In this sense, play is the same as work for a young child. Children do not imitate the play of adults; they imitate the work of adults, such as domestic activities. Play is the major means by which a child educates herself about her world.
To rob a child of play, or provide inadequate play materials is to rob her of her major source of learning about life at this stage of her development.
A toy could be defined as "anything your child likes to play with" pots, pans, boxes, and so forth. Given this definition, what toys does your toddler need in her environment?
She especially needs toys that will help her develop large muscles by running, jumping, pounding, climbing, crawling, pulling, and carrying. A large box, balls of all sizes, and jungle gym apparatus are excellent choices.
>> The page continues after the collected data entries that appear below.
PR #361, opened 2019-08-22
Feature/132625/gallery common panel

nicholasmelwell:
Create Dialog Component.
Create Gallery Controller and Gallery Panel Settings


wp-content/themes/core/pcss/components/_dialog.pcss
```diff
@@ -0,0 +1,87 @@
...
+	display: none;
+}
+
+.c-dialog__overlay {
+	background-color: var(--color-goethite);
+	bottom: 0;
+	color: var(--color-white);
+	left: 0;
+	overflow: scroll;
+	position: fixed;
```
ryanurban: For the sake of robusticity (new made up word) I prefer to have a wrapper inside of a parent fixed container that handles overflow scrolling sort of stuff. Gives us a greater degree of dependability on this fixed container may or may not interact in positioning when other site areas come into play.

wp-content/themes/core/pcss/components/_dialog.pcss
```diff
@@ -0,0 +1,87 @@
...
+	right: 0;
+	top: 0;
+	width: 100%;
+	z-index: 2;
```
ryanurban: Have we done any sort of z-indexery as vars, might be worth spinning something up so we can track our usage a bit (can probably wait for later, making a note).

wp-content/themes/core/pcss/components/_dialog.pcss
```diff
@@ -0,0 +1,87 @@
...
+	@media (--viewport-medium) {
+		padding-top: 140px;
+		width: 100%;
+	}
+}
+
+.c-dialog__content-inner {
+	margin: 0 auto;
+	padding: 0 20px;
+	max-width: 1000px;
```
ryanurban: Let's either add this to the other grid vars as an available max-width or pick one that exists that is close enough

wp-content/themes/core/pcss/components/_dialog.pcss
```diff
@@ -0,0 +1,87 @@
...
+		}
+	}
+}
+
+.c-dialog__header {
+	background-color: var(--color-goethite);
+	border-bottom: 1px solid var(--color-white);
+	margin-bottom: 47px;
+	padding: 20px;
+	position: fixed;
```
ryanurban: See above, going fixed on this in particular is fragile, depending on header title or whatever content may end up in the header from a height perspective. We can remove the fixed handling once you update the fixed item above and for now just allow the whole overlay to scroll, we'll do a refinement pass after this first pass on common panels). We could also potentially try to handle this as a flex situation where the header remains stuck and content fills up whatever area is left if that wouldn't take much time.

wp-content/themes/core/pcss/content/panel/_gallery.pcss
```diff
@@ -6,38 +6,110 @@
...
+		padding-bottom: var(--spacer-2);
+
+		@media (--viewport-medium) {
+			padding-bottom: var(--spacer-4);
+		}
+	}
+}
+
+.site-panel--gallery__content {
+	max-width: 848px;
```
ryanurban: Same notes on these max-widths or do you feel that these are so specific that they aren't worth moving into var form?

wp-content/themes/core/pcss/content/panel/_gallery.pcss
```diff
@@ -6,38 +6,110 @@
...
-		.tribe-image {
-			position: absolute;
-			width: 100%;
-			height: 100%;
-			top: 0;
-			left: 0;
-			background-position: 50% 50%;
-			background-size: cover;
+	.t-content & {
+		margin-top: 20px;
```
ryanurban: This should use an existing spacer var or choose the closest, we shall maintain spacing system integrity!

wp-content/themes/core/pcss/content/panel/_gallery.pcss
```diff
@@ -6,38 +6,110 @@
...
+	}
+}
+
+.site-panel--gallery__slider {
```
ryanurban: I _think_ we should turn a lot of the themery that is part of skinning this slider into a slider theme that can be used anywhere through the use of a c-slider--variation parent class. Let's chat.

wp-content/themes/core/pcss/utilities/variables/_colors.pcss
```diff
@@ -34,6 +34,7 @@
 	--color-nevada: #606a6b;
 	--color-submarine: #b9c2c3;
 	--color-desert-storm: #f2f1f0;
+	--color-goethite: #222222;
```
ryanurban: Micro optimizations ftw! `#222` 💨

wp-content/themes/core/pcss/content/panel/_gallery.pcss
nicholasmelwell: These are very specific to the panels that I've noticed so far. If we do do this, I'd recommend some consistency from design if possible. I'm seeing this mostly within the panel / section header areas with the panel title and description.

ryanurban: That's fair, could you follow up them and see, it's not a bad idea to have a consistent set in place ➕

speerface:
Same deal here - as soon as Ryan signs off, you can go ahead and merge, Nicholas!

ryanurban:
Closing this PR out for now as we'll need to update this following the greater reorg/rearchitecture of SQ1 and moving to blocks : )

One often-forgotten need is the dirt. A sand box is a great toy for children to play in, dig in, and just experience dirt.
Just as important as sand and dirt to the toddler is water. If you can display a relaxed attitude, let your toddler play with a container of water with her sand or dirt. If the mess repels you, then confine her water play to the bathtub. Otherwise, your negative attitude will likely be felt by your child and diminish her experience.
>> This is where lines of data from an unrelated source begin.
Issue #362, opened 2019-08-22
TravisCI setup needs better env support


rwrobe:
TravisCI fails right now on builds because of issues with the tr1b0t oAuth token and the missing `.env` file in the Composer install step. We need to allow for env vars set in TravisCI to be available to Docker Compose.

defunctl:
I've begun to address a bunch of this in https://github.com/moderntribe/square-one/pull/351

nickpelton:
Moving to Github Actions for CI.

PR #351, opened 2019-08-09
Bugfix/travis tests

defunctl:
Adds WP_PLUGIN_ACF_KEY and WP_PLUGIN_GF_KEY encrypted environment variables and adds them the .env file so composer install can complete.

A bunch of tests are still failing and there are some other issues but the tests are running now: https://travis-ci.com/moderntribe/square-one/jobs/221493259#L1588

PR #363, opened 2019-08-22
Issue #362: TravisCI improvements

rwrobe:
I added some constants to the Docker Compose file's environment section and removed the tr1b0t oAuth token from travis.yml. You need to set this manually for the project in the TravisCI settings now, which is covered in the included documentation.

Please take note that the secret has been removed from the travisCI config-- this may cause unconfigured builds to begin to fail.


rwrobe:
Pleas see #351, which solves this issue by adding the secrets as an encrypted string, instead of relying on the env variables. This doesn't require any modifications to the docker yml, so I'm closing this PR in favor of #307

As a teacher, I tell all parents of toddlers, "If she is not dirty when you pick her up after school, she probably didn't have any fun!"
Indoors, your child needs toys and playthings that will aid in small muscle development: Bean bags, pegboard, hammering toys, large beads or buttons for stringing, simple puzzles, simple take apart toys, blocks, cars and trucks, books, and pull toys.
Sometimes adults think that it is not masculine for little boys to play with dolls or stuffed animals, but doll play is a positive aspect of a boys development. It encourages feelings of tenderness, care, and protectiveness. Dolls help all children work out important emotions and various aspects of family life.
Toys dealing with sounds and music are important at this stage. Toddlers like rhythm and playing with sounds. Pots and pans work well, as does a series of graduated tin cans.
Your child is very impressionable at this age. Give her a wide variety of music to listen to. Standard children's favorites are very important and should be included. Help your child learn and participate in finger plays and songs.
Books should be a definite part of her play materials, too. I define "book" in a very broad sense. Remember to include catalogs, old magazine, and picture albums.
Read to your child. Reading will stimulate language and help her verbally label her environment.
By the time she is 18 months, will most likely be using some words. At this time though, she is still primarily attempting to understand what is spoken to her.
The number of words in her vocabulary at the end of toddlerhood can be greatly influenced by you. The rate of language development depends to a great extent on how much you have talked and played with her using language. No toy or computer could possibly be designed that could teach her as much about language as you!
It is unfortunate that many adults have forgotten how to play. For adults, play serves to counterbalance work time. For children, play is work, and serves to educate them about their world.
Let your child help you recapture the joy of PLAY!